In the listing below, identify each line with the word "inside" and return those lines.

Given records: Begin

PR #441, opened 2021-06-01
Bug 1961701: Use configured interval as the event time limit & check series if

tremes:
lastTimeStamp is zero

This PR updates the logic of events gathering to use the gathering interval to get the oldest event time and also looks at event series time in case of `lastTimeStamp` being zero.

## Categories

- [ ] Bugfix
- [ ] Enhancement
- [ ] Backporting

## Sample Archive

No new data

## Documentation

No doc update

## Unit Tests

No new test

## Privacy

## Breaking Changes

No

## References

### DIFF
--- a/pkg/gatherers/clusterconfig/operators_pods_and_events.go
+++ b/pkg/gatherers/clusterconfig/operators_pods_and_events.go
@@ -71,7 +71,7 @@ func (g *Gatherer) GatherClusterOperatorPodsAndEvents(ctx context.Context) ([]re
 		return nil, []error{err}
 	}
 
-	records, err := gatherClusterOperatorPodsAndEvents(ctx, gatherConfigClient, gatherKubeClient.CoreV1())
+	records, err := gatherClusterOperatorPodsAndEvents(ctx, gatherConfigClient, gatherKubeClient.CoreV1(), g.interval)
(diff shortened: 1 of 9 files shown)


pkg/gatherers/clusterconfig/operators_pods_and_events.go
```diff
@@ -193,14 +198,24 @@ func gatherNamespaceEvents(ctx context.Context, coreClient corev1client.CoreV1In
 		return nil, err
 	}
 	// filter the event list to only recent events
-	oldestEventTime := time.Now().Add(-maxEventTimeInterval * 2)
+	oldestEventTime := time.Now().Add(-interval)
```
rluders, line 201: So here we go back to collecting the data within the normal range. Is this intentional?

tremes: Yes I think it makes sense. If you change the default conf and the gathering runs e.g every 4 hours then you will be interested in the events from the last 4 hours (and not only 2).

rluders (approved):
Just checking the code, it does make sense.
/lgtm

0sewa0:
/lgtm
(just a rebase)

Issue #502, opened 2025-02-28
container keeps growing - clips not being deleted


uSlackr:
## Issue Type
- [x ] Bug report
- [ ] Feature request
- [ ] Question / Support

## Description
My container keeps growing - now at 10GB and disk space is 97.5%.  It appears clips aren't going away.  I found the following in the log:
`Error cleaning up clips:  parsing time "20250130T184446Z.mp3": extra text: ".mp3"`

My Retention Policy is `Usage`
Max Usage: `80%`
Minimum Clips: `10`

## Steps to Reproduce (for bugs)
1. Run container
2. Set Retention to Usage
3. Let run
4. Error logged at failed deletion

## Expected behavior
Disk space usage shouldn't grow past 80%
## Actual behavior
Disk fills

## Screenshots
[If applicable, add screenshots to help explain your problem]

### Version Information (build date)
Provide the following line from your system:
```
$ ./birdnet-go
[Paste the output line here, which should look like this:]
BirdNET-Go build date: YYYY-MM-DDTHH:MM:SSZ, using config file: /path/to/config.yaml
```

### System Information
- Device: 
  - [ ] Raspberry Pi (specify model, e.g., Raspberry Pi 4 Model B)
  - [ ] Other SBC (please specify)
  - [x ] PC/Server proxmox docker in lxc
- OS: proxmox
- OS Version: [e.g. Raspberry Pi OS Bullseye, Ubuntu 20.04.2 LTS]
- Hardware specs:
  - CPU: [e.g. Raspberry Pi 4 Broadcom BCM2711, quad-core Cortex-A72 (ARM v8) 64-bit SoC @ 1.5GHz]
  - RAM: [e.g. 4GB]
  - Storage type and size: [e.g. 32GB microSD card, 128GB SSD]
- Additional hardware (if applicable):
  - USB Audio device: [e.g. Brand, Model]
  - Other peripherals: [e.g. Specific microphone, GPS module]

### For Non-Raspberry Pi Linux Users
Have you tested with the latest dev branch container image?
- [ x] 
- [ ] No
- [ ] Not applicable (Windows/macOS user)

If not, first test with the latest dev branch container image and see if the issue is already fixed.
```
$ docker pull ghcr.io/tphakala/birdnet-go:dev
```

## Additional context
I'm I am able to delete files from inside the docker container consoile
## Possible Solution
[If you have a suggestion for fixing the bug or implementing the feature]

tphakala:
[...]

PR #503, opened 2025-02-28
fix: Fix diskmanager file type protection check and add unit testing

tphakala:


tphakala:
This PR fixes https://github.com/tphakala/birdnet-go/issues/502

PR #616, opened 2025-04-10
Allow files with .m4a extensions to be cleaned up

Phaeton:
AAC Export Type creates `.m4a` files. This PR allows these files to be pruned per the retention policy.


tphakala:
Thank you for this fix

PR #631, opened 2025-04-15
feat: add host IP resolution and subnet checking for containerized en…

tphakala:
…vironments

- Introduced `GetHostIP` function to resolve the host IP address when running in a container, including fallback mechanisms for Linux.
- Enhanced `RealIP` method in the server to return the actual host IP if the client appears to be localhost in a container.
- Added `IsInHostSubnet` function to check if a given IP is in the same subnet as the host, improving local network connection validation.
- Updated `IsInLocalSubnet` to utilize the new host subnet checking when running in a container.

These changes improve the handling of IP addresses in containerized deployments, enhancing network security and connectivity.

## Summary by CodeRabbit

- **New Features**
	- Improved detection of the host machine's IP address, including enhanced support for containerized environments.
- **Bug Fixes**
	- Addressed potential issues with nil client IP addresses during local network checks to prevent errors.
- **Enhancements**
	- More accurate client IP reporting when running inside containers.
	- Improved subnet membership checks for containerized deployments, ensuring correct local network detection.
	- Updated systemd service configuration to ensure proper Docker host gateway resolution inside containers.

### DIFF
--- a/install.sh
+++ b/install.sh
@@ -1219,6 +1219,7 @@ Restart=always
 ExecStart=/usr/bin/docker run --rm \\
     -p ${WEB_PORT}:8080 \\
     --env TZ="${TZ}" \\
+    --add-host="host.docker.internal:host-gateway" \\
     ${AUDIO_ENV} \\
     -v ${CONFIG_DIR}:/config \\
     -v ${DATA_DIR}:/data \\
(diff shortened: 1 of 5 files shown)


PaulOckenden:
If this was supposed to make audio available from the local LAN without logging in using docker based installs I'm sorry to have to report that it hasn't worked. 

Shout if you want me to run any debug things to help you.

Issue #691, opened 2025-05-02
Can't publish MQTT


dziban303:
## Issue Type
- [x] Bug report
- [ ] Feature request
- [ ] Question / Support

## Description
Birdnet is no longer able to publish MQTT messages, though it was working last week.

```
irdnet  | 2025/05/02 06:42:33 🔄️ Retrying e12b87e5: Publish detection to MQTT, attempt 4/4
birdnet  | 2025/05/02 06:42:36 ❌ Message Publishing: Message Publishing operation timed out: operation timeout
birdnet  | 2025/05/02 06:42:59 Total time for processing all notes: 465.78µs
birdnet  | 2025/05/02 06:42:59 Retrieved 5 detections in 677.055µs
birdnet  | 2025/05/02 06:43:03 ⚠️ Job e12b87e5: Publish detection to MQTT permanently failed after 4 attempts: job execution timed out after 30 seconds: context deadline exceeded
```

Additionally, sending test messages fails as well

![Image](https://github.com/user-attachments/assets/0532db45-257f-4168-a050-3f825e2b19ae)

```
birdnet  | 2025/05/02 07:02:15 ✅ Message Publishing: Running Message Publishing test...
birdnet  | 2025/05/02 07:02:20 ❌ Message Publishing: Message Publishing operation timed out: operation timeout
```

Mosquitto sees birdnet trying to connect:
```
1746187871: New connection from 172.23.0.1:43540 on port 1883.
1746187871: New connection from 172.23.0.1:43544 on port 1883.
1746187871: New client connected from 172.23.0.1:43544 as auto-35E2602A-07A8-2894-90B4-D64D095BB35A (p2, c1, k30).
1746187871: Client <unknown> closed its connection.
```
It seems to be trying to connect twice, I don't know enough about mqtt to know if that's very unusual or not. I don't see any other clients doing that, fwiw.

I haven't made any changes to the config between when it last worked and now, though there is an issue when editing the config in the web interface in that it demands an mqtt password if you make any changes to mqtt settings there. I have anonymous publication turned on in my mqtt server, a username and password is unnecessary:

![Image](https://github.com/user-attachments/assets/8adb2a67-dbb0-4ed0-9fda-9b16bc535543)

So any modifications to mqtt settings need to be made in the `config.yaml` file. 

I've also tried using `mqtt://<ip>` as well as `tcp://<ip>`, I've tried various topics. I even created a user and password and added those to the config, still fails.

[...]

PR #693, opened 2025-05-02
fix(mqtt): Remove action-based reconnect to prevent race condition

tphakala:
## Summary by CodeRabbit

- **Bug Fixes**
  - Improved error handling when fetching bird images to prevent crashes if the image cache is unavailable or encounters errors.
  - Updated MQTT action behavior to avoid immediate reconnect attempts, relying on background processes for reconnection and providing clearer error messages when the client is disconnected.

- **Tests**
  - Added unit tests for MQTT action execution, covering both connected and disconnected scenarios to ensure correct error handling and message publishing behavior.

### DIFF
--- a/internal/analysis/processor/actions.go
+++ b/internal/analysis/processor/actions.go
@@ -298,32 +298,20 @@ func (a *MqttAction) Execute(data interface{}) error {
 	a.mu.Lock()
 	defer a.mu.Unlock()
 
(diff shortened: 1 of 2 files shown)


tphakala:
Fixes MQTT client creating two connections as reported here https://github.com/tphakala/birdnet-go/issues/691

PR #1405, opened 2025-10-19
fix(settings): allow clearing BirdNET model/label paths to revert to defaults

### LINKED ISSUE #1404: Bug: Cannot clear BirdNET model/label paths in UI settings to revert to defaults
## Bug Description

When users try to clear the custom BirdNET model path and label path fields in the UI settings page to revert to the embedded defaults, the fields appear to clear in the UI but the values are not actually removed from the config file.

## Steps to Reproduce

1. Set custom model path and label path in Settings > Main > BirdNET Model Configuration
2. Save the settings
3. Later, delete/clear both fields to revert to embedded defaults
4. Click Save
5. Restart BirdNET-Go

**Expected**: The `modelPath` and `labelPath` fields should be removed from config.yaml (or set to empty), causing BirdNET-Go to use the embedded defaults

**Actual**: The config file timestamp updates, but the `modelPath` and `labelPath` values remain unchanged in the config file

## Root Cause

The issue is in the settings merge logic at `internal/api/v2/settings.go`:

In the `deepMergeMaps` function (lines 641-672), the code only clears values when they are `nil` (null in JSON):

```go
if v == nil {
    // If src value is explicitly null, set it to null
    result[k] = nil
    continue
}
```

When the frontend sends an empty string `""` to clear a field, it's not `nil`, so it falls through to line 668 which preserves it. However, empty strings for these configuration fields should signal "revert to default/embedded model".

## Affected Code

- **Frontend**: `frontend/src/lib/desktop/features/settings/pages/MainSettingsPage.svelte` (lines 1224-1242)
- **Backend**: `internal/api/v2/settings.go` (`deepMergeMaps` function, lines 641-672)
- **Settings store**: `frontend/src/lib/stores/settings.ts`

## Solution Options

**Option 1 (Recommended)**: Frontend sends `null` instead of empty string
- Modify the settings store to convert empty strings to `null` for `modelPath` and `labelPath` before sending to API
- This is cleaner and more semantically correct (null = "no value")

**Option 2**: Backend treats empty strings specially
- Update `deepMergeMaps` or add post-processing to treat empty strings as `nil` for specific fields
- Less clean as it requires field-specific logic

## User Report

From Discord user leccelecce:
> I set the new model path in my config.yml. I then saw it can also be specified in the UI config pages. I deleted the values out to disable it, clicked Save and restarted, but it seems it doesn't actually update the config file.
> 
> Oddly, I can see the config file timestamp does change when I click save, but it's not actually resetting the two fields back to "".

## Related Files

- `/frontend/src/lib/desktop/features/settings/pages/MainSettingsPage.svelte`
- `/frontend/src/lib/stores/settings.ts`
- `/internal/api/v2/settings.go`
- `/internal/conf/config.go`

tphakala:
## Summary

Fixes #1404 - Users can now properly clear the BirdNET model path and label path fields in the UI settings to revert to embedded defaults.

### Changes Made

**Frontend** ([settings.ts:814-819](frontend/src/lib/stores/settings.ts#L814-L819)):
- Modified `settingsStore.saveSettings()` to convert empty strings to `null` for `modelPath` and `labelPath`
- This signals to the backend that users want to remove custom paths and revert to embedded defaults

**Backend** ([config.go:744-745](internal/conf/config.go#L744-L745)):
- Added `omitempty` tags to `BirdNETConfig.ModelPath` and `BirdNETConfig.LabelPath` struct fields
- Ensures empty strings are not written to config.yaml, properly cleaning up the file

### Problem Solved

**Before this fix**:
1. User sets custom model path in Settings > Main > BirdNET Model Configuration
2. User later deletes/clears both fields to revert to embedded defaults
3. Fields appear to clear in the UI
4. Config file timestamp updates but `modelPath` and `labelPath` values remain unchanged ❌

**After this fix**:
1. User clears the fields in the UI
2. Frontend sends `null` instead of empty string `""`
3. Config file is properly cleaned (fields removed or set to empty)
4. BirdNET-Go uses embedded defaults ✅

### Technical Details

The fix leverages the existing `deepMergeMaps` function which already handles `null` values correctly:

```go
// deepMergeMaps at line 652-654
if v == nil {
    result[k] = nil
    continue
}
```

The flow is:
1. Frontend sends `null` when fields are cleared
2. Backend's `deepMergeMaps` sets those map values to `nil`
3. When unmarshaling into the `BirdNETConfig` struct, `nil` becomes `""` (empty string)
4. When marshaling to YAML, the `omitempty` tag omits empty strings from the output

### Testing

- ✅ Frontend linters pass (`npm run check:all`)
- ✅ Backend linter passes (`golangci-lint run -v`)
- ✅ TypeScript type checking passes
- Manual testing recommended to verify config file cleanup

## Summary by CodeRabbit

* **Bug Fixes**
  * Model path and label path settings can now be properly cleared and reset to defaults. Empty or whitespace-only values are normalized when saved, allowing users to revert to default behavior.

### DIFF
--- a/frontend/src/lib/desktop/features/settings/pages/MainSettingsPage.svelte
+++ b/frontend/src/lib/desktop/features/settings/pages/MainSettingsPage.svelte
@@ -1223,7 +1223,7 @@
         <div class="grid grid-cols-1 md:grid-cols-2 lg:grid-cols-3 gap-x-6">
           <TextInput
             id="model-path"
-            value={settings.birdnet.modelPath}
+            value={settings.birdnet.modelPath ?? ''}
             label={t('settings.main.sections.customClassifier.modelPath.label')}
             placeholder={t('settings.main.sections.customClassifier.modelPath.placeholder')}
             helpText={t('settings.main.sections.customClassifier.modelPath.helpText')}
@@ -1233,7 +1233,7 @@
 
           <TextInput
             id="label-path"
-            value={settings.birdnet.labelPath}
+            value={settings.birdnet.labelPath ?? ''}
             label={t('settings.main.sections.customClassifier.labelPath.label')}
             placeholder={t('settings.main.sections.customClassifier.labelPath.placeholder')}
             helpText={t('settings.main.sections.customClassifier.labelPath.helpText')}
--- a/frontend/src/lib/stores/settings.test.ts
+++ b/frontend/src/lib/stores/settings.test.ts
@@ -2,12 +2,13 @@ import { describe, it, expect, beforeEach, vi } from 'vitest';
 import { get } from 'svelte/store';
 import { settingsStore, settingsActions } from './settings';
 import type { BirdNetSettings, RealtimeSettings, SettingsFormData, Dashboard } from './settings';
+import { settingsAPI } from '$lib/utils/settingsApi.js';
 
 // Mock the settings API
 vi.mock('$lib/utils/settingsApi.js', () => ({
   settingsAPI: {
     load: vi.fn(),
-    save: vi.fn(),
+    save: vi.fn().mockResolvedValue(undefined),
   },
 }));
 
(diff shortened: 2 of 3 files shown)


tphakala:
@coderabbitai review

PR #1508, opened 2025-11-18
Add url encoding to user given city location

oskari:
Sometimes you just might live somewhere with eg. umlauts in the name :)  
"Piikkiö, Finland" resulted in `jq: parse error: Invalid numeric literal at line 1, column 8` because the curl would result in `Invalid HTTP request received` when not using url encoded strings

## Summary by CodeRabbit

* **Bug Fixes**
  * Setup configuration now URI-encodes city and country inputs before geocoding lookups, preventing malformed location queries.
  * Improves handling of locations with special characters, reducing failures or misrouting in external map/geocoding requests and making initial configuration more reliable.

### DIFF
--- a/install.sh
+++ b/install.sh
@@ -3209,8 +3209,10 @@ configure_location() {
                     fi
                     
                     # Split input into city and country
-                    city=$(echo "$location" | cut -d',' -f1 | xargs)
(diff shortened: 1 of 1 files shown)


tphakala:
Thanks for contributing!

PR #1687, opened 2025-12-30
fix(ui): prevent comment section from collapsing when typing

### LINKED ISSUE #1683: Unable to add note/comment for a detection
## Issue Type

- [x] Bug report
- [ ] Feature request
- [ ] Question / Support

## Description

UI to add note/comment to detection does not work

## Steps to Reproduce (for bugs)

1. In the "Review" tab for a detection, I expand the "Add Comment" section

Image

2. I click on the text box and attempt to type a comment. The first keystroke collapses the comment section, so it's impossible to add a comment

Image

## Expected behavior

I expect to be able to type a comment

### Version Information (build date)

Provide the following line from your system:

nightly-20251223

tphakala:
## Summary

Fixes #1683

When users tried to add a comment in the Review tab, the comment section would collapse on the first keystroke, making it impossible to add comments.

**Root cause:** In Svelte 5, `$effect` creates reactive dependencies on any `$state` variables that are READ during execution. The line `showCommentSection = !!comment` was reading the `comment` $state variable, creating a dependency. When the user typed (changing `comment`), the effect would re-run, resetting `comment` back to the original value from `detection.comments` and collapsing the section.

Given records: End

Output:
I'm I am able to delete files from inside the docker container consoile
	- More accurate client IP reporting when running inside containers.
	- Updated systemd service configuration to ensure proper Docker host gateway resolution inside containers.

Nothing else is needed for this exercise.